Type every record exactly as it appears.

(Stored items)
= Beginning of Section =

PR #623, opened 2022-07-07
SCL-20405: Allow path of the structure file to be configured, and als…

akamali:
Allow path of the structure file to be configured, and also the flags to be externally controllable instead only through internal UI.

### DIFF
--- a/scala/scala-impl/src/org/jetbrains/sbt/project/SbtProjectResolver.scala
+++ b/scala/scala-impl/src/org/jetbrains/sbt/project/SbtProjectResolver.scala
@@ -219,26 +219,41 @@ class SbtProjectResolver extends ExternalSystemProjectResolver[SbtExecutionSetti
       Failure(new UnsupportedOperationException(message))
     }
     else {
-      val structureFileReused = new File(FileUtil.getTempDirectory) / s"sbt-structure-reused-${projectRoot.getName}.xml"
-      if (RegistryManager.getInstance().is("sbt.project.import.reuse.previous.structure.file")){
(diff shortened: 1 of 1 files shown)


jastice (approved):
Thanks, this looks useful. I'd worry that it's underdocumented, but mid-term we might deprecate the sbt-structure support anyway. So for future-proofing, I'd suggest to consider adding some kind build structure precomputation and caching to sbt and its BSP server itself.

akamali:
@jastice Thanks for taking a look and your feedback. I'm happy to add some comments to the code, I'll get to it tonight or tomorrow. 

As for future proofing I'm afraid your comments are beyond my sbt and BSP understanding, I can't say I know a ton about either. I'd imagine caching in sbt itself isn't too complicated given that most things should already be serializable, but not sure what this would really look like.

= End of Section =

Result of the exercise:
PR #623, opened 2022-07-07
SCL-20405: Allow path of the structure file to be configured, and als…

akamali:
Allow path of the structure file to be configured, and also the flags to be externally controllable instead only through internal UI.

### DIFF
--- a/scala/scala-impl/src/org/jetbrains/sbt/project/SbtProjectResolver.scala
+++ b/scala/scala-impl/src/org/jetbrains/sbt/project/SbtProjectResolver.scala
@@ -219,26 +219,41 @@ class SbtProjectResolver extends ExternalSystemProjectResolver[SbtExecutionSetti
       Failure(new UnsupportedOperationException(message))
     }
     else {
-      val structureFileReused = new File(FileUtil.getTempDirectory) / s"sbt-structure-reused-${projectRoot.getName}.xml"
-      if (RegistryManager.getInstance().is("sbt.project.import.reuse.previous.structure.file")){
(diff shortened: 1 of 1 files shown)


jastice (approved):
Thanks, this looks useful. I'd worry that it's underdocumented, but mid-term we might deprecate the sbt-structure support anyway. So for future-proofing, I'd suggest to consider adding some kind build structure precomputation and caching to sbt and its BSP server itself.

akamali:
@jastice Thanks for taking a look and your feedback. I'm happy to add some comments to the code, I'll get to it tonight or tomorrow. 

As for future proofing I'm afraid your comments are beyond my sbt and BSP understanding, I can't say I know a ton about either. I'd imagine caching in sbt itself isn't too complicated given that most things should already be serializable, but not sure what this would really look like.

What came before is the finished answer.